Ali, à face da montanha, vejo sumir-se, nos pingos dágua, expressando de
outro modo asco e náusea que me habitarão, enquanto for vivo, mesmo debaixo de
sete palmos, mesmo por toda a eternidade até a consumação dos tempos, e serão
sentidos por qualquer indivíduo, embora a sua sensibilidade seja apenas para
sobreviver no mundo, a mentalidade bem menor que o salário do egregíssimo Prof.
Raimundo, o milagre da obra humana, a magia das esperanças de algo ser
construído à luz da verdade e do amor.
Na minha voz tranquila, impérios ruíram, orgulhos e vaidades escusas
desmoronaram, ostentações de moral e ética indevassáveis quedaram sem direito a
único suspiro, até as letras, em princípio, uni-versais e eternas, conheceram o
nada e o vazio do nascimento da razão, uma luta de morte pré-cede todas as
mudanças, no sil-êncio da ordem uni-versal rigor da razão cobre o tempo novo, a
fé nova que nasceu, as velhas que se transformam, mudam de fisionomia, mudam as
faces. Esse cenário, se as câmaras cinematográficas filmassem em todo o
esplendor e magia, transcenderiam a contingência de oitava maravilha do mundo,
o mundo inteiro conheceria a divinidade do espírito e sensibilidade da imagem.
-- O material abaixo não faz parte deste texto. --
PR #12439, opened 2020-07-09
revise gc job to align non blocking gc

wy65701436:
two phases:
1, mark, select the gc candidates bases on the DB and mark them as status delete.
2, sweep, select the candidate and mark it as status deleting and remove it from backend and database.

### DIFF
--- a/src/jobservice/job/impl/gc/garbage_collection.go
+++ b/src/jobservice/job/impl/gc/garbage_collection.go
@@ -15,8 +15,11 @@
 package gc
 
 import (
-	"fmt"
+	"github.com/goharbor/harbor/src/lib/errors"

Continuo escrevendo para um mundo distante, para mentes longínquas, de
sermos nós, mas amplo de nossos pensamentos, mitos, ritos e história. E que
minhas escritas caem num lugar vazio, num abismo sem fundo, onde este vácuo
esteja imune da podridão, do odor fétido, muitas vezes ocupando a mente e a
alma... Pensando, orando, ou a cantar, encontro em mim uma libertação, prazer
que e-nuncia outros sentimentos e emoções, às vezes uma liberdade que esconde e
liberta com sua única arma de defesa: “O LAZER”.
Todo dia, faça chuva ou faça sol, há o jogo de luz e sombra, jejum
repleto de gula, o réptil subreptício com sua gosma de íntimo. Quem não sabe
dos buracos negros nas profundezas do poeta? Quem não conhece os vazios e nadas
nas pré-fundas do escritor? Se os homens e a humanidade, mesmo que nos olhares
de esguelha, não sentissem pena e comiseração de nós, o que seria de nossas
vidas? Em verdade, humilhe-nos e ofende-nos, somos todos dignos de dó. No
observatório do coração alucinado, perdido nas costelas das constelações, nas
costas das estrelas e da lua, de sonhos e atônitas realidades, o escritor, o
poeta são galileus no breu das inquisições, nas trevas da Idade Média.
Todo cair da tarde a toada de medo, de insegurança, poema ou prosa, o
morrer que começa feito cócegas nos dedos.